#### Your objective:
Report how many lines below include the string "third". Please keep the reply to that number.

#### Stored data entries:
-*-*-

PR #763, opened 2017-03-24
assorted fixes

xeno-by:


scalameta/trees/shared/src/main/scala/scala/meta/internal/ast/LiteralFormatter.scala
```diff
@@ -0,0 +1,8 @@
+package scala.meta.internal.ast
+
+trait LiteralFormatter[T] {
```
olafurpg: Remove?

xeno-by:
@olafurpg Any ideas about what's wrong with this build?

olafurpg:
The CI server had some memory issues recently causing flaky builds. I hit on the same issue in the Scala.js PR, restarting the build fixed the issue.

The platform-ci is new and we are still learning how to scale it up. We probably need to monitor the server resource usage more closely. I'll discuss with @jvican about making sure we avoid more flaky builds.

olafurpg:
Restarting the build does (fortunately) not help. I'm gonna try and lower the `-Xmx` settings https://github.com/scalameta/scalameta/pull/764

olafurpg:
The flaky build failures are unrelated to this change so I'm gonna go ahead and merge this. Let's hope #764 fixes the flakiness.

jvican:
I've done some changes to the server and now it should perform better. We should not experience the flaky errors. Let me know if they persist.

PR #769, opened 2017-03-28
Fix publishing (hopefully last time).

olafurpg:
The previous docker image was on jdk 7 which caused the publish step to
fail for 2.12.

I also updated the readme/publish step to only run if credentials are
available to push to scalameta.github.io.


build.sbt
```diff
@@ -364,9 +364,12 @@ lazy val readme = scalatex.ScalatexReadme(
...
       os.shell.call(s"git config user.name 'Scalameta Bot'", cwd = repo.getAbsolutePath)
       os.shell.call(s"git commit -m $currentUrl", cwd = repo.getAbsolutePath)
-      val httpAuthentication = os.secret.obtain("github").map{ case (username, password) => s"$username:$password@" }.getOrElse("")
-      val authenticatedUrl = s"https://${httpAuthentication}github.com/scalameta/scalameta.github.com"
-      os.shell.call(s"git push $authenticatedUrl master", cwd = repo.getAbsolutePath)
+      os.secret.obtain("github").foreach {
+        case (username, password) =>
+          val httpAuthentication = s"$username:$password@"
+          val authenticatedUrl = s"https://${httpAuthentication}github.com/scalameta/scalameta.github.com"
+          os.shell.call(s"git push $authenticatedUrl master", cwd = repo.getAbsolutePath)
```
olafurpg: The publish task would hang on this line waiting for a username/password combo to be typed into the repl.

PR #773, opened 2017-03-29
Port contrib to Scala.js

### LINKED ISSUE #770: Crossbuild contrib for scalajs
I don't see any real reason why we shouldn't.

### LINKED ISSUE #771: Contrib tests are not run
I believe this affects any module with tests, that has not been ported to a crossbuilt project.

sbt expects tests to be in src/test, but now they are in shared/src/test.

This means "contrib/test" will run 0 tests.
I presume this means CI is not currently running the contrib tests.

olafurpg:
Fixes #771 and fixes #770


scalameta/contrib/shared/src/main/scala/scala/meta/contrib/DocToken.scala
```diff
@@ -41,7 +48,14 @@ object DocToken {
   /**
     * Parser that for obtaining a class reference from an scaladoc body.
     */
-  private val referenceRegex: Regex = "\\[\\[([^]]+)\\]\\]".r
```
olafurpg: Regexes don't work identically across JS/JVM, see https://www.scala-js.org/doc/semantics.html#regular-expressions

olafurpg:
It seems drone pulls a stale git commit on force push :( my WiFi went down
on top of that so now I'm fixing the router haha!

olafurpg:
Ironically, by running unit tests + doc in all modules, ci-fast has become slower than ci-slow

olafurpg:
FYI @xeno-by see b1997f4941b818a7d025fadd4ab6ebc37af733b9

olafurpg:
Sweet, CI is finally green now. Feel like I've been fighting CI for over a week now 😅 At least I'm quite happy with the setup now, using `tests/test` instead of `plz 2.11.8 test` (which run the same amount of tests) cut CI time from 17 minutes to 9 minutes in ci-fast.

PR #775, opened 2017-03-29
Scalahost split

olafurpg:


build.sbt
```diff
@@ -212,33 +212,36 @@ lazy val scalameta = crossProject
...
+    isFullCrossVersion,
+    libraryDependencies += "org.scala-lang" % "scala-compiler" % scalaVersion.value
+  )
+  .dependsOn(scalametaJVM)
+
+lazy val scalahostNsc = project
+  .in(file("scalahost/nsc"))
+  .settings(
+    moduleName := "scalahost-nsc",
+    description := "Scala 2.x compiler plugin that persists the semantic API on compile.",
```
xeno-by: `the semantic DB`.

build.sbt
```diff
@@ -212,33 +212,36 @@ lazy val scalameta = crossProject
...
+  .in(file("scalahost/core"))
   .settings(
+    moduleName := "scalahost",
+    description := "Scala.meta semantic API integration for Scala 2.x (scalac).",
     publishableSettings,
     hasLargeIntegrationTests,
+    isFullCrossVersion,
+    libraryDependencies += "org.scala-lang" % "scala-compiler" % scalaVersion.value
+  )
+  .dependsOn(scalametaJVM)
```
xeno-by: Why do we need this project at all?

build.sbt
```diff
@@ -629,6 +632,18 @@ lazy val noPublish = Seq(
...
+  unmanagedSourceDirectories.in(Compile) += {
+    // NOTE: sbt 0.13.8 provides cross-version support for Scala sources
+    // (http://www.scala-sbt.org/0.13/docs/sbt-0.13-Tech-Previews.html#Cross-version+support+for+Scala+sources).
+    // Unfortunately, it only includes directories like "scala_2.11" or "scala_2.12",
+    // not "scala_2.11.8" or "scala_2.12.1" that we need.
+    // That's why we have to work around here.
+    val base = sourceDirectory.in(Compile).value
+    base / ("scala-" + scalaVersion.value)
+  }
+)
```
xeno-by: Nice!

xeno-by: Btw how about a newline after this lazy val?

scalahost/core/src/main/scala/scala/meta/internal/scalahost/v1/offline/Mirror.scala
```diff
@@ -87,7 +87,7 @@ class Mirror(classpath: String, sourcepath: String)
         sys.error(
           "failed to locate scalahost.jar, specify the location manually via -Dscalahost.jar")
       }
-      autodetectFromClassloader.orElse(autodetectFromProperties).getOrElse(fail)
+      autodetectFromProperties.orElse(autodetectFromClassloader).getOrElse(fail())
```
xeno-by: Why's that?

scalahost/core/src/main/scala/scala/meta/Mirror.scala
```diff
@@ -1,16 +1,53 @@
...
+    * - a compiler plugin
+    * - the presentation compiler
+    */
+  def apply(global: Global): Mirror = new online.Mirror(global)
+
+  /** Construct offline Mirror from a persisted semantic database.
+    *
+    * @param classpath java.io.File.pathSeparator separated list of jar files
+    *                 or directories containing classfiles and `semanticdb` files.
+    *                 The `semanticdb` files are emitted by the scalahost-nsc
```
xeno-by: Is it called `scalahost-nsc` or `scalahost`?

scalahost/core/src/main/scala/scala/meta/Mirror.scala
```diff
@@ -1,16 +1,53 @@
...
+    * @param sourcepath java.io.File.pathSeparator separated list of
+    *                  Scala source files OR directories containing Scala
+    *                  source files. For example
+    *
+    *                  Example:
+    *                      "src/main/scala:build/Bar.scala".
+    * @param scalahostNscPluginPath File path to the scalahost-nsc compiler plugin fatjar,
+    *                               the same path that is passed in `-Xplugin:/scalahost.jar`.
+    */
+  def apply(classpath: String, sourcepath: String, scalahostNscPluginPath: String): Mirror =
```
xeno-by: Can we do something about the third parameter? This is a pretty serious leak of implementation details.

build.sbt
olafurpg: Scalafix will depend on this project to construct an offline mirror. See https://github.com/scalacenter/scalafix/issues/100 for why scalafix can't depend on scalahost-nsc directly.

build.sbt
olafurpg: Done.

build.sbt
olafurpg: Done.

scalahost/core/src/main/scala/scala/meta/Mirror.scala
olafurpg: I don't see a workaround to get rid of the third parameter. Users that depend on the scalahost-nsc fatjar can use the auto-detection method but in the case of scalafix I will depend on the slim jar.

We could make the auto-detection smarter by finding scalahost.jar in the classpath and look for a sibling scalahost-nsc.jar in the same directory. However, we can never guarantee that will always work so I prefer to leave this choice to the build integration/caller.

build.sbt
olafurpg: Also, paradise will depend on this project. At the moment, `addCompilerPlugin(paradise)` enables scalahost-nsc as well.

scalahost/core/src/main/scala/scala/meta/Mirror.scala
olafurpg: `scalahost-nsc` is the compiler plugin that emits semanticdb. `scalahost` is the core library used by `scalahost-nsc` AND used by libraries like scalafix that construct the offline mirror.

xeno-by:
LGTM

PR #781, opened 2017-03-31
migrate to 2.11.9

xeno-by:


DavidDudson:
The build seems to be broken for another reason?

xeno-by:
Oh right. I haven't updated build secrets. I'll contact @olafurpg tomorrow, as he has the most recent version of our secrets.

build.sbt
```diff
@@ -268,7 +268,7 @@ lazy val scalahostSbt = project
     bintrayRepository := "maven", // sbtPlugin overrides this to sbt-plugins
     testQuick := {
       // runs tests for 2.11 only, avoiding the need to publish for 2.12
-      RunSbtCommand("; plz 2.11.8 publishLocal " +
+      RunSbtCommand(s"; plz $ScalaVersion publishLocal " +
```
olafurpg: This line will fail if the main Scala version becomes 2.12, the scripted test depends on a 2.11 Scala version.

xuwei-k:
https://github.com/scala/scala/pull/5821

xeno-by:
@xuwei-k Thank you for reaching out! We're aware of the issue, and we'll upgrade to 2.11.0 immediately after it's released.

Would you like to have a 2.11.8-based prerelease build in the meanwhile?

PR #783, opened 2017-04-04
publish both stable and pre-release builds to bintray

xeno-by:


build.sbt
```diff
@@ -265,7 +255,7 @@ lazy val scalahostSbt = project
     buildInfoSettings,
     sbt.ScriptedPlugin.scriptedSettings,
     sbtPlugin := true,
-    bintrayRepository := "maven", // sbtPlugin overrides this to sbt-plugins
+    bintrayRepository := "sbt", // sbtPlugin overrides this to sbt-plugins
```
olafurpg: I don't think this is necessary, sbt resolves plugins from maven central. I publish sbt-scalafmt to maven with no problems.

build.sbt
```diff
@@ -499,65 +486,37 @@ lazy val mergeSettings = Def.settings(
...
-def shouldPublishToSonatype: Boolean = {
-  if (!os.secret.obtain("sonatype").isDefined) return false
-  if (sys.props("sbt.prohibit.publish") != null) return false
-  !LibraryVersion.contains("-")
-}
-
 lazy val publishableSettings = Def.settings(
   sharedSettings,
   bintrayOrganization := Some("scalameta"),
+  bintrayRepository := (if (LibraryVersion.contains("-")) "pre-release" else "stable"),
```
olafurpg: Not necessary right now, but I think we should consider removing the custom version scheme in favor to sbt-dynver https://github.com/dwijnand/sbt-dynver

The `+` suffix follows semantic versioning rule 10 about attaching metadata to version numbers http://semver.org/spec/v2.0.0.html

build.sbt
xeno-by: Done

xeno-by:
We plan to merge this soon: https://gitter.im/scalameta/scalameta?at=58e3eba28bb56c2d1175ae0f.

PR #789, opened 2017-04-08
Make sure extract uses immutable.Seq

DavidDudson:
Due to a rebase error, the immutable.Seq imports were dropped.

This reintroduces them


xeno-by:
LGTM

PR #792, opened 2017-04-08
migrate to 2.11.10

xeno-by:


xeno-by:
There's no 2.12.2 build published just yet, so I guess let's deal with it next week.

PR #797, opened 2017-04-12
s/Lit.Any/Lit.Null/.

olafurpg:
`Lit(null)` previously caused ambiguous overload to String+Symbol,
this new signature makes `Lit(null)` trigger the correct deprecation
warning message.


xeno-by:
LGTM

Issue #822, opened 2017-04-30
Semantic information for Database.sugars


xeno-by:
#808 introduces a prototype implementation of infos and sugars that represents these introspection artifacts as strings. It turns out it's not that outrageous, because even strings can be extremely useful for code analysis tools.

However, we clearly need to provide more information to our users. Representing both infos and sugars as full-fledged trees sounds like a good idea.

olafurpg:
I will take this on since I have an idea I'd like to try out.

I propose to

- Change `Sugar` message in schema
```proto
message Sugar {
  Range range = 1;
-  string syntax = 2;
+  Attributes attributes = 3;
}
``` 
- `Sugar.syntax` becomes `Sugar.attributes.contents`
- `m.Database.sugar(pos)` returns `Stat` instead of `String`.
  - sugars at the same position are concatenated, example `[1..1) [T]` and `[1..1) (blah)` becomes `[1..1) [T](blah)`. The ordering used for concatenation is 1) .apply 2) type params 3) implicit args.
  - Database.names includes names from nested sugars, this makes it possible to do `name.symbol` on names inside the returned Stat using the root Database.
  - If `Sugar.attributes.contents` does not parse as a Stat, then we prefix it with `*`. Example, `.apply => *.apply`/ `[T] => *[T]`/`implicitConf(*)(args)` is unchanged. The `*` identifier resolves to the symbol `_root_.scala.meta.sugar`.
  - other magic terms like `*` in `conversion(*)(arg)` also resolve to the symbol `_root_.scala.meta.sugar`.

olafurpg:
#1000 took the first steps towards fixing this problem. The PR added two data structures `Input.Sugar` and `semantic.Sugar`, which can be used to attribute "invisible code". Now that this model is merged, I propose we 
- close this issue
- delegate Database.denotations to #1015
- open separate issues for bugs/rfe on the new model to attribute sugar

PR #848, opened 2017-05-10
Make sugars and denotations safer to insert into code.

olafurpg:
Until #822 is implemented, this PR is just a sanity check that the strings in Denotation.info and Database.sugars are usable for scalafix with the v1.8 release.

### DIFF
--- a/scalahost/nsc/src/test/scala/scala/meta/tests/scalahost/mirrors/SemanticSuite.scala
+++ b/scalahost/nsc/src/test/scala/scala/meta/tests/scalahost/mirrors/SemanticSuite.scala
@@ -235,4 +235,50 @@ class SemanticSuite extends DatabaseSuite {
       |[294..294) [C[Int]]
   """.trim.stripMargin
   )
+
+  denotations(
+    """
+      |import scala.collection.mutable.ListBuffer
+      |import scala.collection.mutable.{HashSet => HS}
+      |trait B {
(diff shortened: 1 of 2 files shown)


scalahost/nsc/src/test/scala/scala/meta/tests/scalahost/mirrors/SemanticSuite.scala
```diff
@@ -229,10 +229,61 @@ class SemanticSuite extends DatabaseSuite {
...
+      |    val result = b.x
+      |    result
+      |  }
+      |}
+    """.stripMargin,
+    """
+      |<...>@340..356 => val result: b.X
+      |_empty_.B# => trait B
+      |_empty_.B#X# => abstract type X
+      |_empty_.B#x()Ljava/lang/Object;. => abstract def x: B.this.X
```
xeno-by: This is still `B.this.X`. Are we happy with that?

olafurpg: That's fine, it typechecks which is the most important part.

olafurpg: Maybe we can use g.showCode to improve the pretty printing, but I wouldn't block a release for this.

-*-*-

#### Written answer:
2